[Data provided]
PR #190, opened 2023-09-11
Adding back stashcache.ligo.caltech.edu

biozit:
Adding back stashcache.ligo.caltech.edu


DrDaveD:
Is this because the geoIP has been corrected?  We should wait a month after it is fixed in the Maxmind database, to leave enough time for all the stratum 1s to be updated.

Also, please don't add more unnecessary blank lines.

DrDaveD:
I just checked and the FNAL stratum 1 still seems to locate this somewhere in Europe so we need to wait a few more weeks until all the stratum 1s are updated.

DrDaveD:
For the record, the algorithm for downloading the DB on stratum 1s with default settings is exactly:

[What is being asked]
Write the data out again, verbatim.

[Solution to this problem]
PR #190, opened 2023-09-11
Adding back stashcache.ligo.caltech.edu

biozit:
Adding back stashcache.ligo.caltech.edu


DrDaveD:
Is this because the geoIP has been corrected?  We should wait a month after it is fixed in the Maxmind database, to leave enough time for all the stratum 1s to be updated.

Also, please don't add more unnecessary blank lines.

DrDaveD:
I just checked and the FNAL stratum 1 still seems to locate this somewhere in Europe so we need to wait a few more weeks until all the stratum 1s are updated.

DrDaveD:
For the record, the algorithm for downloading the DB on stratum 1s with default settings is exactly:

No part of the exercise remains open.